System Model:     Alienware M18 R1
System:           Windows 11 Pro
Processor:        13th Gen Intel(R) Core(TM) i9-13980HX, 2200 Mhz, 24 Core(s), 32 Logical Processor(s)

Installed Memory: 64.0 GB
Display Adapter:  NVIDIA GeForce RTX 4090 Laptop GPU (16GB), Nvidia Studio Driver 566.14 Nov 2024
Overclock Off

Display:          1920x1200 240 hertz
Storage (8TB Total):
    OS Drive:       NVMe KIOXIA 4096GB
        Data Drive:     NVMe Samsung SSD 990 PRO 4TB
        Data Drive:     Glyph Blackbox Pro 14TB

Vegas Pro 22 Build 239

Cameras:
Canon R5 Mark II
Canon R3
Sony A9

Comments

JJKizak wrote on 8/29/2010, 3:58 PM
Looks pretty good to me. In my experience it is very difficult and almost impossible to get it perfect, the only perfect one was by a college in Madison and it was experimental and a ton more complex. There were many earlier threads on this subject.
JJK
Grazie wrote on 8/29/2010, 10:33 PM
What happens if you RE-NewDeshake the NewDeshaken footage? What happens?

Grazie
ritsmer wrote on 8/30/2010, 12:57 AM
I use the New Deshaker for years and for handheld skiing videos - and IMHO your result is "as good as it gets".

Have you seen the guide at
http://www.guthspot.se/video/deshaker.htm
farss wrote on 8/30/2010, 1:34 AM
One thing worth keeping in mind with film is there can be more than one kind of "shake" going on. A lot of those cameras didn't hold the film in the gate very well plus more random shakes / wobbles can be added during the transfer process.
Using a 'telecine' with an enlarged gate so the edge of the camera's gate is visible can help. First pass deshaking you track the edge of the camera gate (the black mask around the image) to get the camera / telecine shake removed.

Bob.
fausseplanete wrote on 8/30/2010, 3:23 AM
You can set the horizontal and vertical settings to [-1] which means "statiionary" but the effect may or may not be as required - worth a try though! I would set the zoom and rotation to 0 to simplify the problem / remove the potential for unwanted drift in these dimensions. If [-1] is too harsh, try 100000 instead (the largest number it will accept).

Deshaker also has a Rolling Shutter correction option, possibly useful for a film-based recording, depending on shutter speed at the time.

Otherwise, can use e.g. a trial of Boris Red to do tracker-based stabilization, where you pick specific objects that you want stationary. But for me at least, Boris is so fiddly it can take ages to get working (e.g. had to be run standalone not plugin and sometimes it only likes mov not avi) and unlike Deshaker, my version of 'Red (4.3.3) doesn't appear to make use of all the cores (so it's really really slow).

There's also Mercalli of course, again worth a try. Sometimes on difficult important material I try a bunch of these methods, they all have different niche strengths that can sometimes (not always) be important.

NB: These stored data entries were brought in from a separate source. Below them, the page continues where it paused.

PR #759, opened 2024-08-27
fix benchmarks + CI

sam0x17:
Fixes broken benchmarks and sets cargo test CI job so that it checks all features, removing the need for a separate benchmarks CI job that was somehow passing anyway


sam0x17:
edit: turns out there just happened to be a force push that broke some benchmarks

keithtensor (approved):

JohnReedV (approved):

unconst (approved):

PR #1996, opened 2025-08-29
Ckburn

unconst:
## Description
Adds a constant CK burn parameter which auto burns alpha dividends between parent <--> child without the same coldkey.


pallets/admin-utils/src/lib.rs
```diff
@@ -107,6 +107,8 @@ pub mod pallet {
         BondsMovingAverageMaxReached,
         /// Only root can set negative sigmoid steepness values
         NegativeSigmoidSteepness,
+        /// Value not in allowed bounds.
+        ValueNotInBounds,
```
gztensor, line 111: We have InvalidValue error

pallets/admin-utils/src/lib.rs
```diff
@@ -665,12 +667,22 @@ pub mod pallet {
...
                 Error::<T>::SubnetDoesNotExist
             );
+            // Min burn must be less than 1 TAO.
+            ensure!(
+                min_burn < TaoCurrency::from(1_000_000_000),
+                Error::<T>::ValueNotInBounds
+            );
+            // Min burn must be less than max burn
+            ensure!(
+                min_burn > pallet_subtensor::Pallet::<T>::get_max_burn(netuid),
```
gztensor: Wrong way ensure

gztensor: Also, what if someone wants mom burn == max burn?

gztensor (changes requested):

pallets/admin-utils/src/lib.rs
```diff
@@ -1682,6 +1703,20 @@ pub mod pallet {
             pallet_subtensor::Pallet::<T>::set_owner_immune_neuron_limit(netuid, immune_neurons)?;
             Ok(())
         }
+
+        /// The extrinsic sets the difficulty for a subnet.
+        /// It is only callable by the root account or subnet owner.
+        /// The extrinsic will call the Subtensor pallet to set the difficulty.
```
gztensor: Outdated comment

pallets/subtensor/src/coinbase/run_coinbase.rs
```diff
@@ -818,23 +819,25 @@ impl<T: Config> Pallet<T> {
...
+                // The parent is from a different coldkey, we burn some proportion
+                burn_take = burn_take_proportion.saturating_mul(parent_emission);
+                child_take = child_take_proportion.saturating_mul(parent_emission);
+                parent_emission = parent_emission.saturating_sub(burn_take);
+                parent_emission = parent_emission.saturating_sub(child_take);
+                total_child_take = total_child_take.saturating_add(child_take);
+                SubnetAlphaOut::<T>::mutate(netuid, |total| {
+                    *total = total
+                        .saturating_sub(AlphaCurrency::from(burn_take.saturating_to_num::<u64>()));
+                });
```
camfairchild: Should use the burn helper here.
Would allow us to change up the burn logic later

pallets/admin-utils/src/lib.rs
open-junius: will remove it.

pallets/subtensor/src/coinbase/run_coinbase.rs
open-junius: add a help function to do it.

pallets/admin-utils/src/lib.rs
open-junius: removed.

JohnReedV (approved):

l0r1s (approved):

gztensor (approved):

Swamination-Yuma:
I believe the subnet control portion is this also referenced in #2045?
Also, the decision to allow subnets to control what childkeying does has a great impact on validators. Validators already set their own delegate take rate and child key take rate; why allow subnets to determine what childkeyers generate on the backs of those performing the validation work? The relationship is validator-to-validator. Subnets are highly likely to set this burn to zero, making the feature largely worthless when under subnet control.

PR #1998, opened 2025-08-29
Trim uids

unconst:
## Description
Allows subnets to trim the number of active UIDs while preserving immune UIDs (temporally and owner owned), compressing the UIDs to the left and migrating/clearing associated storage.

A new extrinsic + storage item has been defined for the minimum allowed number of UIDs of a subnet and we can't trim below this limit which is set to 64 to start with and will allow gradual controlled trimming on a per subnet basis to prevent abuse.


pallets/admin-utils/src/lib.rs
```diff
@@ -107,6 +107,8 @@ pub mod pallet {
         BondsMovingAverageMaxReached,
         /// Only root can set negative sigmoid steepness values
         NegativeSigmoidSteepness,
+        /// Value not in allowed bounds.
```
gztensor, line 110: We have InvalidValue error

pallets/admin-utils/src/lib.rs
```diff
@@ -665,12 +667,22 @@ pub mod pallet {
...
                 pallet_subtensor::Pallet::<T>::if_subnet_exist(netuid),
                 Error::<T>::SubnetDoesNotExist
             );
+            // Min burn must be less than 1 TAO.
+            ensure!(
+                min_burn < TaoCurrency::from(1_000_000_000),
+                Error::<T>::ValueNotInBounds
+            );
+            // Min burn must be less than max burn
+            ensure!(
```
gztensor: Wrong way ensure

pallets/admin-utils/src/lib.rs
```diff
@@ -1682,6 +1703,31 @@ pub mod pallet {
             pallet_subtensor::Pallet::<T>::set_owner_immune_neuron_limit(netuid, immune_neurons)?;
             Ok(())
         }
+
+        /// Sets the number of immune owner neurons
```
gztensor: Outdated comment

pallets/subtensor/src/subnets/uids.rs
```diff
@@ -107,6 +96,143 @@ impl<T: Config> Pallet<T> {
         IsNetworkMember::<T>::insert(new_hotkey.clone(), netuid, true); // Fill network is member.
     }
 
+    /// Appends the uid to the network.
```
gztensor: Outdated comment

pallets/subtensor/src/subnets/uids.rs
```diff
@@ -107,6 +96,143 @@ impl<T: Config> Pallet<T> {
...
+    pub fn clear_neuron(netuid: NetUid, neuron_uid: u16) {
```
gztensor: We clear weights set FOR the uid being cleared. Do we also need to clear weights set BY the uid being cleared?

gztensor (changes requested):

pallets/subtensor/src/subnets/uids.rs
lorismoulin: Not sure to understand, I get the impression the comment is to the wrong section maybe?

In `clear_neuron` it seems we only reset the value but weights are not touched, only bonds are removed.

In `trim_to_max_allowed_uids` we effectively clear the weights, bonds and also all connections to remaining neurons here:
https://github.com/opentensor/subtensor/pull/1998/files#diff-6e4716cd71324b7ff12eb21a83873e667f5c91b5fe9a18f64bc2fe2b8f748ff0R212

Is it about this part?

gztensor: When a validator sets weights, the weights get into the state as a value-vector associated with netuid+validator_uid tuple:

```
(netuid, validator_uid) => [(miner_uid_1, weight_1), (miner_uid_2, weight_2), ...]
```

In `trim_to_max_allowed_uids` we make the value-vector shorter, effectively removing the unneeded miner UIDs.

But we ignore the fact that UID that is being removed could also have been the validator and have set weights, so the corresponding key `(netuid, validator_uid)` remains in the map, but it needs to be fully removed.

l0r1s: This part is already handled, deleting the entry in the Weights map:
https://github.com/opentensor/subtensor/pull/1998/files#diff-6e4716cd71324b7ff12eb21a83873e667f5c91b5fe9a18f64bc2fe2b8f748ff0R206

gztensor (dismissed):

ales-otf (dismissed):

ales-otf (dismissed):
Confused about these "UID's". At first glance it looks like a hyperparameter. If so, you need to extend the `Hyperparameter` enum we introduced earlier and use `TransactionType::OwnerUpdateHyperparam`. You would also need to use `ensure_root_with_limits` to enforce the freeze window. Otherwise just ignore. At the same time I can see it was before and it's configured via a constant.

l0r1s:
> Confused about these "UID's". At first glance it looks like a hyperparameter. If so, you need to extend the `Hyperparameter` enum we introduced earlier and use `TransactionType::OwnerUpdateHyperparam`. You would also need to use `ensure_root_with_limits` to enforce the freeze window. Otherwise just ignore. At the same time I can see it was before and it's configured via a constant.

Yes, it is like an hyperparameter but with a custom rate limit of 1 time per month to avoid abuse given it kicks out neurons.

I added the ensure_root_with_limit for the 2nd extrinsic!

sam0x17 (approved):

PR #2008, opened 2025-09-02
Auto stake

unconst:
## Description
Allow miners to set an auto stake destination so that mining income can be automatically staked to a validator of their choice.


pallets/subtensor/src/coinbase/run_coinbase.rs
```diff
@@ -508,11 +510,16 @@ impl<T: Config> Pallet<T> {
...
-
-            // Increase stake for miner.
+            let destination: T::AccountId;
+            let owner: T::AccountId = Owner::<T>::get(&hotkey);
+            if AutoStakeDestination::<T>::contains_key(&owner) {
+                destination = AutoStakeDestination::<T>::get(&owner);
+            } else {
+                destination = hotkey.clone();
+            }
             Self::increase_stake_for_hotkey_and_coldkey_on_subnet(
```
camfairchild, line 516: Should we emit an event here? This makes it way harder to account mining emissions vs staking emissions

shamil-gadelshin: We don't emit events in such cases in this file.

pallets/subtensor/src/lib.rs
```diff
@@ -1081,8 +1081,9 @@ pub mod pallet {
     pub type StakingHotkeys<T: Config> =
         StorageMap<_, Blake2_128Concat, T::AccountId, Vec<T::AccountId>, ValueQuery>;
     #[pallet::storage] // --- MAP ( cold ) --> Vec<hot> | Returns the vector of hotkeys controlled by this coldkey.
-    pub type OwnedHotkeys<T: Config> =
-        StorageMap<_, Blake2_128Concat, T::AccountId, Vec<T::AccountId>, ValueQuery>;
+    pub type OwnedHotkeys<T: Config> = StorageMap<_, Blake2_128Concat, T::AccountId, Vec<T::AccountId>, ValueQuery>;
+    #[pallet::storage] // --- MAP ( cold ) --> hot | Returns the hotkey a coldkey will autostake to with mining rewards.
+    pub type AutoStakeDestination<T: Config> = StorageMap<_, Blake2_128Concat, T::AccountId, T::AccountId, ValueQuery>;
```
JohnReedV: I would make this an `OptionQuery` instead of `ValueQuery`

sam0x17 (approved):

PR #2017, opened 2025-09-04
Rate limit hyperparams setting

ales-otf:
## Description

- introduce transaction rate limits for hyperparams updates
- introduce freeze window for hyperparams updates (10 last blocks of the epoch by default, during which noone, including root, can update hyperparams)
- add ensure function equivalents (ensure root, sn owner, owner-or-root) with the transaction rate limiting checks
- add extrinsics to configure the update rate limit and the freeze window

## Related Issue(s)

- Closes #[issue number]

## Type of Change

- [X] Breaking change (fix or feature that would cause existing functionality to not work as expected)
- [ ] Documentation update

## Breaking Change

any attempt to set a hyperparameter via the freeze window will be blocked even for the root. the default value is the last 10 blocks of the epoch.

## Checklist

- [X] I have run `cargo fmt` and `cargo clippy` to ensure my code is formatted and linted correctly

## Additional Notes


pallets/admin-utils/src/lib.rs
```diff
@@ -216,10 +213,18 @@ pub mod pallet {
             netuid: NetUid,
             serving_rate_limit: u64,
         ) -> DispatchResult {
-            pallet_subtensor::Pallet::<T>::ensure_subnet_owner_or_root(origin, netuid)?;
-
+            let maybe_owner = pallet_subtensor::Pallet::<T>::ensure_sn_owner_or_root_with_limits(
```
gztensor, line 216: Since we are using the ensure-record nearly everywhere, it looks like a "with" pattern, which can be achieved in a similar way that we use to setup tests:

1. Closure helper:

```rust
impl<T: Config> Pallet<T> {
    fn with_owner_or_root_limits<F>(origin: OriginFor<T>,
                            netuid: NetUid,
                            txs: &'static [TransactionType],
                            f: F) -> DispatchResult
    where
        F: FnOnce(MaybeOwnerOf<T>) -> DispatchResult, // use your actual MaybeOwner type
    {
        // Run the extrinsic logic.
        let res = f(...);

        // Only record rate-limit on success.
        if res.is_ok() {
            Self::record_owner_rl(maybe_owner, netuid, txs);
        }
        res
    }
}
```

2. Usage in extrinsics:

```rust
pub fn sudo_set_kappa(origin: OriginFor<T>, netuid: NetUid, kappa: u16) -> DispatchResult {
    pallet_subtensor::Pallet::<T>::ensure_subnet_owner_or_root(origin.clone(), netuid)?;

    Self::with_owner_or_root_limits(
        origin,
        netuid,
        &[TransactionType::OwnerHyperparamUpdate],
        |...| {
            ensure!(
                pallet_subtensor::Pallet::<T>::if_subnet_exist(netuid),
            );
            pallet_subtensor::Pallet::<T>::set_kappa(netuid, kappa);
            Ok(())
        },
    )
}
```

pallets/admin-utils/src/lib.rs
```diff
@@ -1611,14 +1813,57 @@ pub mod pallet {
...
+            ensure_root(origin)?;
+            pallet_subtensor::Pallet::<T>::set_owner_hyperparam_rate_limit(limit);
+            log::debug!("OwnerHyperparamRateLimitSet( limit: {limit:?} ) ");
+            Ok(())
+        }
+    }
+
+    impl<T: Config> Pallet<T> {
+        // Helper: if owner path, record last-blocks for the provided TransactionTypes
+        fn record_owner_rl(
```
gztensor: If not implement "with" pattern, would it make sense to move this fn to misc in pallet_subtensor?

gztensor (changes requested):

pallets/admin-utils/src/lib.rs
ales-otf: makes sense! thanks!

pallets/admin-utils/src/lib.rs
ales-otf: Thanks! The idea is good and I understand that your intention is to prevent developers from forgetting to call it and simplify things. But it's actually too complex. You still need to write the same code, but in a less readable way. The only benefit here is `record_owner_rl` call. But when it's done that way, it's a silent mutation. It introduces a side-effect. The function ensures the owner and checks rate limits, as you can judge by its name, but under the hood it can record into the store. To make it clear we would need to either rename the method to something like `with_owner...record` or introduce a new method, which introduce more code and more confusion. But we would need a method without that mutation anyway, to be able to just check, without recording. So we anyway need to separate this stuff. Separating into plane methods is simple and clean. And you can't hide this knowledge. If we introduce one more kind of functions with a record, we would need to make the intention of those functions clear anyway. Developers would still need to know, that you must call that method, if you need to record and call another if you don't. From this point of view there is no difference - just more code and confusion.

ales-otf:
btcli tests failures are expected. the tests are updated in [this pr](https://github.com/opentensor/bittensor/pull/3052)

gztensor (dismissed):

sam0x17 (dismissed):

gztensor (approved):

l0r1s (approved):

basfroman:
> btcli tests failures are expected. the tests are updated in [this pr](https://github.com/opentensor/bittensor/pull/3052)

btcli fix PR https://github.com/opentensor/btcli/pull/620#pullrequestreview-3203000502

open-junius (approved):

sam0x17 (approved):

The fundamental limiting factor on how smooth you can get it may be any edge-blurring, which is best "disguised" by allowing a certain degree of motion to remain (otherwise the edges can look "angry").
amendegw wrote on 8/30/2010, 3:51 AM
Thanks to all for their suggestions. I've come the conclusion that his is, indeed, "as good as it gets".

I went to the www.guthspot.se site and read about the input parameters (they boggle the mind!).

I played with several settings, notably rotation & zoom settings (note the source video does not rotate or zoom). I also played with the pixel selection criteria, but no love.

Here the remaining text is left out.